__EXERCISE MATERIAL__:
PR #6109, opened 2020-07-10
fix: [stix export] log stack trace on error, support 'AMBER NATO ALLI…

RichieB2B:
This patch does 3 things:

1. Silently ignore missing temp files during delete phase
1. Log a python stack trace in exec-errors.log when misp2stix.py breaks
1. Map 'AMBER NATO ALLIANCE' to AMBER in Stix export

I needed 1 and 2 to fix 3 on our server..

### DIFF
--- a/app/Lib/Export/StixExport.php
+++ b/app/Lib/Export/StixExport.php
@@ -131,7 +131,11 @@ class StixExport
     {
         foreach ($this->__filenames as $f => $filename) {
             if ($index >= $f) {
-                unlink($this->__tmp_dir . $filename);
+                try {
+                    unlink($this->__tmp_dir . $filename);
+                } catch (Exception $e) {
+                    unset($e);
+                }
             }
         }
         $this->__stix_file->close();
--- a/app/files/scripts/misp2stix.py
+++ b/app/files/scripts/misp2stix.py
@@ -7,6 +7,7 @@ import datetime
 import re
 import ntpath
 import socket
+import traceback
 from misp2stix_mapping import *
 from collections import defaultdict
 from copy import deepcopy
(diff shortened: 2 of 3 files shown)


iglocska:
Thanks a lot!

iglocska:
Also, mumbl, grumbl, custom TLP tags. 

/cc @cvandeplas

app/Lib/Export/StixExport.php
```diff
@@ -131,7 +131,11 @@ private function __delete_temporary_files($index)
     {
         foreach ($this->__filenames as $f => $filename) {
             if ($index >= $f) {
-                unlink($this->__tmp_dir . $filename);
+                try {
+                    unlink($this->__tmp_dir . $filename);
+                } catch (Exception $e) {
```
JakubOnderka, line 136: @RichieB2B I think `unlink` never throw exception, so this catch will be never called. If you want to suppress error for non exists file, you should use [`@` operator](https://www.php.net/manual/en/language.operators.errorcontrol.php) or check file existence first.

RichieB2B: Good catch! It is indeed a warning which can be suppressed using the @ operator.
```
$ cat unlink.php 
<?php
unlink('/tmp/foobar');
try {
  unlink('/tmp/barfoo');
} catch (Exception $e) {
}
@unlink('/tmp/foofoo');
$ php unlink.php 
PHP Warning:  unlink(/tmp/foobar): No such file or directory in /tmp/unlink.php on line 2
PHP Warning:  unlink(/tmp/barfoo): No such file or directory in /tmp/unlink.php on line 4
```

__WHAT TO WORK ON__: Search the entries for the word "such". Copy every line where it occurs.

__SOLVED PROBLEM__:
PHP Warning:  unlink(/tmp/foobar): No such file or directory in /tmp/unlink.php on line 2
PHP Warning:  unlink(/tmp/barfoo): No such file or directory in /tmp/unlink.php on line 4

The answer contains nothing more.